HarnessAgent.builder()
    .model("openai:o3")                   // primary reasoning model
    .memory(MemoryConfig.builder()
        .model("openai:gpt-4.1-mini")     // lighter model for memory ops
        .build())
    .compaction(CompactionConfig.builder()
        .model("openai:gpt-4.1-mini")     // lighter model for compaction
        .build())
    .build();

model(String) resolves via ModelRegistry.resolve(); you can also pass a Model instance. When not set, falls back to the agent’s primary model.

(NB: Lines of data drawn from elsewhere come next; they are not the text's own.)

PR #4321, opened 2021-05-08
Layout Boxes Controller enhancements

drbyte:
Layout Boxes Controller enhancements
- choose from available templates instead of only editing the live template
- reset by copying settings from another template or from original ZC defaults
- you can now reset `template_default`'s settings as a convenient way to preserve preferences
- "single-column" settings removed, in favor of left/right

`MemoryConfig` field reference¶

Field	Default	Purpose
`model`	`null` (uses the agent’s primary model)	Dedicated model for flush / consolidation; accepts a `Model` instance or a `"provider:model"` string
`flushPrompt`	`null` (uses `DEFAULT_FLUSH_PROMPT`)	SYSTEM prompt for path 1
`consolidationPrompt`	`null` (uses `DEFAULT_CONSOLIDATION_PROMPT`)	Template for path 2 (must contain two `%d`)
`consolidationMaxTokens`	`4_000`	Token cap for `MEMORY.md`
`consolidationMinGap`	`30 min`	Throttle gap for background maintenance
`dailyFileRetentionDays`	`90`	Days before a daily log moves to `memory/archive/`
`sessionRetentionDays`	`180`	Days before a `*.log.jsonl` is pruned
`flushTrigger`	`FlushTrigger.always()`	`ALWAYS` / `NEVER` / `THROTTLED(Duration)`

Large tool-result offloading¶

Independent of compaction. When a single tool call returns more than the threshold, the full text is written to a directory and only a head/tail preview + a placeholder is left in context. The agent can read_file for the full content:

HarnessAgent.builder()
    ...
    .toolResultEviction(ToolResultEvictionConfig.defaults())
    .build();

Defaults:

Triggered at 80K characters
Keeps ~2K chars at head + tail + a line “full content at {path}”
read_file is excluded by default (to avoid re-offloading what was just read back)

Customize threshold or destination via ToolResultEvictionConfig.builder()...build().

Tools the agent can use itself¶

When memory is enabled, the agent gets two tools:

memory_search query="..." — keyword scan over MEMORY.md + memory/*.md, up to 30 hits
memory_get path="memory/2026-06-02.md" startLine=10 endLine=40 — read a specific line range

When the model sees a “MEMORY truncated” note in the prompt, it typically calls memory_search to look further back.

Background maintenance¶

When memory is enabled, a throttled background job also runs (triggered at each call() end with a minimum gap, default ~30 minutes max):

Archives daily logs older than dailyFileRetentionDays (default 90 days) to memory/archive/
Runs one MEMORY.md consolidation pass
Prunes session logs older than sessionRetentionDays (default 180 days)

All thresholds are tunable via .memory(MemoryConfig.builder()...), though most projects don’t need to touch them.

Turn it off entirely¶

If you want to handle memory yourself or wire your own tools:

HarnessAgent.builder()
    ...
    .disableMemoryHooks()      // disables flush + background maintenance
    .disableMemoryTools()      // skips memory_search / memory_get / session_search registration
    .build();

disableMemoryHooks() is the nuclear option; if you only want to throttle, use .memory(MemoryConfig.builder().flushTrigger(...).build()) instead.